Exercise objective
Pull out each line of the records holding the string "singleSelectBy".

Saved data entries
=== Begin Enclosure ===

PR #2729, opened 2024-07-16
[AAP-27036] User preferences screen inconsistent UX

jamestalton:
Adds a details page to the user preferences.


framework/PageSettings/PageSettingsDetails.tsx
```diff
@@ -0,0 +1,67 @@
...
+      },
+    ],
+    [navigate, t]
+  );
+  const options = usePageSettingsOptions();
+
+  return (
+    <PageLayout>
+      <PageHeader
+        title={t('User Preferences')}
```
AlexSCorey, line 39:
```suggestion
        title={t('User preferences')}
```
Based on recent changes from @tiyiprh we probably want this to me sentence case.

framework/PageSettings/PageSettingsForm.tsx
```diff
@@ -0,0 +1,53 @@
...
+      navigate('..');
+      return Promise.resolve();
+    },
+    [navigate, setSettings]
+  );
+  const onCancel = useCallback(() => navigate('..'), [navigate]);
+  const options = usePageSettingsOptions();
+  return (
+    <PageLayout>
+      <PageHeader title={t('User Preferences')} titleHelp={t('Per user preferences.')} />
```
AlexSCorey, line 27:
```suggestion
      <PageHeader title={t('User preferences')} titleHelp={t('Per user preferences.')} />
```
Sentence casing here too.

framework/PageSettings/usePageSettingOptions.tsx
```diff
@@ -0,0 +1,117 @@
...
+    // Comment this onw out as it causes issue for now
+    // {
+    //   name: 'formLayout',
+    //   label: t('Form layout'),
+    //   helpText: t('Select the layout for forms.'),
+    //   options: [
+    //     { label: t('Vertical'), value: 'vertical' },
+    //     { label: t('Horizontal'), value: 'horizontal' },
+    //   ],
+    // },
```
AlexSCorey, line 87: Can we remove it, and file an issue to come back to it later if we want?
```suggestion
    
```

cypress/e2e/awx/administration/settings.cy.ts
```diff
@@ -4,10 +4,12 @@ describe('AWX Settings', () => {
...
     cy.navigateTo('awx', 'settings-preferences');
     cy.verifyPageTitle('User Preferences');
+    cy.clickButton(/^Edit$/);
     cy.singleSelectBy('#tablelayout', 'Compact');
     cy.getByDataCy('Submit').click();
     cy.navigateTo('awx', 'settings-preferences');
     cy.get('#tablelayout').should('contain', 'Compact');
+    cy.clickButton(/^Edit$/);
     cy.singleSelectBy('#tablelayout', 'Comfortable');
     cy.getByDataCy('Submit').click();
```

=== End Enclosure ===

Answer to this exercise
     cy.singleSelectBy('#tablelayout', 'Compact');
     cy.singleSelectBy('#tablelayout', 'Comfortable');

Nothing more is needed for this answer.